● **Assignment**:
Reproduce all of the data word for word.

○ ○ ○ ○ ○

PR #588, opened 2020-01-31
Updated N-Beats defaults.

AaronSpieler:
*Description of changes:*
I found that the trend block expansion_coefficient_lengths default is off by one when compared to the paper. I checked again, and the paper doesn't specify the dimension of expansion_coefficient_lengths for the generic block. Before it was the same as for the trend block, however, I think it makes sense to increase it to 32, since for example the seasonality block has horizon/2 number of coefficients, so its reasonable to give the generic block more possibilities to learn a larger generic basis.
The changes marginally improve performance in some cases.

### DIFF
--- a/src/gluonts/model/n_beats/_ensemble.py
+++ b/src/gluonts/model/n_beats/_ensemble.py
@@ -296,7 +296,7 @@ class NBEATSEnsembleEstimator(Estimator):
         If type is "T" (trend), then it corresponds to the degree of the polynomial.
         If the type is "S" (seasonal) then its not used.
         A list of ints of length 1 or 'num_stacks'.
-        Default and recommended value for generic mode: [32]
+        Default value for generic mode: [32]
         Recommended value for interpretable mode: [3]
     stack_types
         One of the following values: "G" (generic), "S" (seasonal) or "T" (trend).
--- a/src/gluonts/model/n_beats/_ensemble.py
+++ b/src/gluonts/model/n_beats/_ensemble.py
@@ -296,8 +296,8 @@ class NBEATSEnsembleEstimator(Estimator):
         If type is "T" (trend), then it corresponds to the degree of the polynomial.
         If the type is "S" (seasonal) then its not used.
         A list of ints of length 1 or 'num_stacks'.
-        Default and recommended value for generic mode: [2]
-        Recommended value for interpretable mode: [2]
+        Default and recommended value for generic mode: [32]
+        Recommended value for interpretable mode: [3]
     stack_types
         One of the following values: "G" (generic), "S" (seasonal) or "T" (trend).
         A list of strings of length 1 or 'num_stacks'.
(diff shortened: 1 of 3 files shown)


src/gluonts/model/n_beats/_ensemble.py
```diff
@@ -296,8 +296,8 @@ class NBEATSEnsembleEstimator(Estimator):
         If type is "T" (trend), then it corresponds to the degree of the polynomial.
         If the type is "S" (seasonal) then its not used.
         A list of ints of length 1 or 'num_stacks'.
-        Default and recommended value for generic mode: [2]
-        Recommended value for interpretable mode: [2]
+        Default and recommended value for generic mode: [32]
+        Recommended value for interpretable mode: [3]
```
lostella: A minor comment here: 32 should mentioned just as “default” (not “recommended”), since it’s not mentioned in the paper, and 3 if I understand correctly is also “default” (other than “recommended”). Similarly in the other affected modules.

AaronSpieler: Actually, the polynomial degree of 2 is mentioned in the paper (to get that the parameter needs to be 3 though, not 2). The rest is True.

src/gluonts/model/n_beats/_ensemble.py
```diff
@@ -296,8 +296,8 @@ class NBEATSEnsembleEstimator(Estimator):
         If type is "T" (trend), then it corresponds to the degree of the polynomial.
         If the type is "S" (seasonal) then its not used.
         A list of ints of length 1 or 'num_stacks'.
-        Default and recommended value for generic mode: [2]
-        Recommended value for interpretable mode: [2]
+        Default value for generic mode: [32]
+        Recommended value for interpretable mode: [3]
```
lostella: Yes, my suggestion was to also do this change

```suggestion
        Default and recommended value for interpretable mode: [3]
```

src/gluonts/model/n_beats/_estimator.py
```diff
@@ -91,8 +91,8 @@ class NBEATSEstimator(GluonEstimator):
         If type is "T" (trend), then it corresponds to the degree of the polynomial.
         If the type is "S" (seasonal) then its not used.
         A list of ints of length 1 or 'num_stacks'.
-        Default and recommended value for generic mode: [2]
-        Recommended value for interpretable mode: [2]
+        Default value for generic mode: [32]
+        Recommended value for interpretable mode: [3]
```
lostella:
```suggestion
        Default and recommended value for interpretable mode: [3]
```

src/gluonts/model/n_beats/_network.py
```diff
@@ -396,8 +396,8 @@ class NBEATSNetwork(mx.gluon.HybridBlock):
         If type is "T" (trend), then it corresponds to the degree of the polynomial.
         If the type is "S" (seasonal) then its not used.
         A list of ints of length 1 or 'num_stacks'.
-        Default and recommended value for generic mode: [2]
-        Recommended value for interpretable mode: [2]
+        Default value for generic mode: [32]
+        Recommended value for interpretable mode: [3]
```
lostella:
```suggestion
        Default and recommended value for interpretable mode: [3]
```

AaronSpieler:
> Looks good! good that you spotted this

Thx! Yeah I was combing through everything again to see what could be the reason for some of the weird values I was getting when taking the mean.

○ ○ ○ ○ ○

● **Solution to the problem**:
PR #588, opened 2020-01-31
Updated N-Beats defaults.

AaronSpieler:
*Description of changes:*
I found that the trend block expansion_coefficient_lengths default is off by one when compared to the paper. I checked again, and the paper doesn't specify the dimension of expansion_coefficient_lengths for the generic block. Before it was the same as for the trend block, however, I think it makes sense to increase it to 32, since for example the seasonality block has horizon/2 number of coefficients, so its reasonable to give the generic block more possibilities to learn a larger generic basis.
The changes marginally improve performance in some cases.

### DIFF
--- a/src/gluonts/model/n_beats/_ensemble.py
+++ b/src/gluonts/model/n_beats/_ensemble.py
@@ -296,7 +296,7 @@ class NBEATSEnsembleEstimator(Estimator):
         If type is "T" (trend), then it corresponds to the degree of the polynomial.
         If the type is "S" (seasonal) then its not used.
         A list of ints of length 1 or 'num_stacks'.
-        Default and recommended value for generic mode: [32]
+        Default value for generic mode: [32]
         Recommended value for interpretable mode: [3]
     stack_types
         One of the following values: "G" (generic), "S" (seasonal) or "T" (trend).
--- a/src/gluonts/model/n_beats/_ensemble.py
+++ b/src/gluonts/model/n_beats/_ensemble.py
@@ -296,8 +296,8 @@ class NBEATSEnsembleEstimator(Estimator):
         If type is "T" (trend), then it corresponds to the degree of the polynomial.
         If the type is "S" (seasonal) then its not used.
         A list of ints of length 1 or 'num_stacks'.
-        Default and recommended value for generic mode: [2]
-        Recommended value for interpretable mode: [2]
+        Default and recommended value for generic mode: [32]
+        Recommended value for interpretable mode: [3]
     stack_types
         One of the following values: "G" (generic), "S" (seasonal) or "T" (trend).
         A list of strings of length 1 or 'num_stacks'.
(diff shortened: 1 of 3 files shown)


src/gluonts/model/n_beats/_ensemble.py
```diff
@@ -296,8 +296,8 @@ class NBEATSEnsembleEstimator(Estimator):
         If type is "T" (trend), then it corresponds to the degree of the polynomial.
         If the type is "S" (seasonal) then its not used.
         A list of ints of length 1 or 'num_stacks'.
-        Default and recommended value for generic mode: [2]
-        Recommended value for interpretable mode: [2]
+        Default and recommended value for generic mode: [32]
+        Recommended value for interpretable mode: [3]
```
lostella: A minor comment here: 32 should mentioned just as “default” (not “recommended”), since it’s not mentioned in the paper, and 3 if I understand correctly is also “default” (other than “recommended”). Similarly in the other affected modules.

AaronSpieler: Actually, the polynomial degree of 2 is mentioned in the paper (to get that the parameter needs to be 3 though, not 2). The rest is True.

src/gluonts/model/n_beats/_ensemble.py
```diff
@@ -296,8 +296,8 @@ class NBEATSEnsembleEstimator(Estimator):
         If type is "T" (trend), then it corresponds to the degree of the polynomial.
         If the type is "S" (seasonal) then its not used.
         A list of ints of length 1 or 'num_stacks'.
-        Default and recommended value for generic mode: [2]
-        Recommended value for interpretable mode: [2]
+        Default value for generic mode: [32]
+        Recommended value for interpretable mode: [3]
```
lostella: Yes, my suggestion was to also do this change

```suggestion
        Default and recommended value for interpretable mode: [3]
```

src/gluonts/model/n_beats/_estimator.py
```diff
@@ -91,8 +91,8 @@ class NBEATSEstimator(GluonEstimator):
         If type is "T" (trend), then it corresponds to the degree of the polynomial.
         If the type is "S" (seasonal) then its not used.
         A list of ints of length 1 or 'num_stacks'.
-        Default and recommended value for generic mode: [2]
-        Recommended value for interpretable mode: [2]
+        Default value for generic mode: [32]
+        Recommended value for interpretable mode: [3]
```
lostella:
```suggestion
        Default and recommended value for interpretable mode: [3]
```

src/gluonts/model/n_beats/_network.py
```diff
@@ -396,8 +396,8 @@ class NBEATSNetwork(mx.gluon.HybridBlock):
         If type is "T" (trend), then it corresponds to the degree of the polynomial.
         If the type is "S" (seasonal) then its not used.
         A list of ints of length 1 or 'num_stacks'.
-        Default and recommended value for generic mode: [2]
-        Recommended value for interpretable mode: [2]
+        Default value for generic mode: [32]
+        Recommended value for interpretable mode: [3]
```
lostella:
```suggestion
        Default and recommended value for interpretable mode: [3]
```

AaronSpieler:
> Looks good! good that you spotted this

Thx! Yeah I was combing through everything again to see what could be the reason for some of the weird values I was getting when taking the mean.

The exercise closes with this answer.